(Saved entries)
======

PR #864, opened 2024-05-31
Properly unwrap gce-compute error code.

hime:
**What type of PR is this?**
>
> /kind api-change

/kind bug

> /kind cleanup
> /kind design
> /kind documentation
> /kind failing-test
> /kind feature
> /kind flake

A new way of wrapping errors was introduced in [compute engine API](https://cloud.google.com/compute/docs/reference/rest/v1) (eg. "cloud.service.Disks.Insert") where some of these errors are wrapped with an additional layer of googleapi.Error. This additional wrap does not contain the http error code in its error code field, but instead contains a default value of Unknown. This is problematic because one of the ways we extract errors is by checking if the error can be a status (signifying a temporary error instead). The way the error is structured allows it to be classified as temporary, which causes our code to return the Unknown error present in the outermost layer, before any other error checks occur.

This has been causing issues in how we report errors coming from compute engine, since we do not currently unwrap them properly, resulting in Unknown error code being reported in most scenarios. This PR ensures we are unwrapping the embedded error code properly while making sure all the other error types we encounter continue to process errors as expected.

Fixes #

```release-note
Error codes extracted from errors part of compute engine api are now exposed with correct http errors instead of being classified as Unknown.
```

### DIFF
--- a/pkg/cloud_provider/file/file.go
+++ b/pkg/cloud_provider/file/file.go
@@ -28,6 +28,7 @@ import (
 	"time"
 
 	"github.com/container-storage-interface/spec/lib/go/csi"
+	"github.com/googleapis/gax-go/v2/apierror"
 	"google.golang.org/api/googleapi"
 	"google.golang.org/api/option"
 	"google.golang.org/grpc/codes"
@@ -214,6 +215,14 @@ var (
 	instanceUriRegex = regexp.MustCompile(`^projects/([^/]+)/locations/([^/]+)/instances/([^/]+)$`)
 	shareUriRegex    = regexp.MustCompile(`^projects/([^/]+)/locations/([^/]+)/instances/([^/]+)/shares/([^/]+)$`)
 )
+
+// userErrorCodeMap tells how API error types are translated to error codes.
+var userErrorCodeMap = map[int]codes.Code{
+	http.StatusForbidden:       codes.PermissionDenied,
+	http.StatusBadRequest:      codes.InvalidArgument,
+	http.StatusTooManyRequests: codes.ResourceExhausted,
+	http.StatusNotFound:        codes.NotFound,
+}
 
 func NewGCFSService(version string, client *http.Client, primaryFilestoreServiceEndpoint, testFilestoreServiceEndpoint string) (Service, error) {
 	ctx := context.Background()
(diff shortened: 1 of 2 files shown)


pkg/cloud_provider/file/file.go
```diff
@@ -215,6 +216,14 @@ var (
 	shareUriRegex    = regexp.MustCompile(`^projects/([^/]+)/locations/([^/]+)/instances/([^/]+)/shares/([^/]+)$`)
 )
 
+// userErrorCodeMap tells how API error types are translated to error codes.
+var userErrorCodeMap = map[int]codes.Code{
```
amacaskill, line 220: Can you please change isUserError() to use this map too?

amacaskill: I think maybe we could change isUserError() to isUserOperationError() as these occur when errors happen when polling the operations (https://github.com/kubernetes-sigs/gcp-filestore-csi-driver/pull/535) . I think we only need isUserOperationError() to include this logic: 

```
	var apiErr *googleapi.Error
	if !errors.As(err, &apiErr) {
		// Fallback to check for expected error code in the error string
		return containsUserErrStr(err)
	}
```

A little background if you were curious... we already have this [logic integrated into waitForOp in the PDCSI Driver](https://github.com/kubernetes-sigs/gcp-compute-persistent-disk-csi-driver/blob/bf3736fb82427da66a6126e4deecfdaeee1e300e/pkg/gce-cloud-provider/compute/gce-compute.go#L1127), so that's why we don't need to do this operation logic in PDCSI CodeForError. PDCSI's implementation is nicer, because we could easily convert the op error to a computev1.OperationErrorErrors, but IIRC, Filestore did some weird error wrapping for operations, so the best way to fix this was to string match.

pkg/cloud_provider/file/file_test.go
```diff
@@ -536,11 +537,52 @@ func TestIsContextError(t *testing.T) {
 }
 
 func TestCodeForError(t *testing.T) {
```
amacaskill, line 539: It might also be nice to add 1 testcase for isUserOperationError into CodeForError, so we can make sure codeForError works all together. Right now we are testing each function within codeForError individually, but we should also add one test case for each function so that we know it works e2e.

hime: Added the non-overlapping test cases from isUserOperationError into CodeForError test.

pkg/cloud_provider/file/file.go
hime: I updated the PR to remove any overlap, let me know what you think!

======

Counting every line of the records above that has the word "golang", state the total and give nothing besides it.

Reply>
3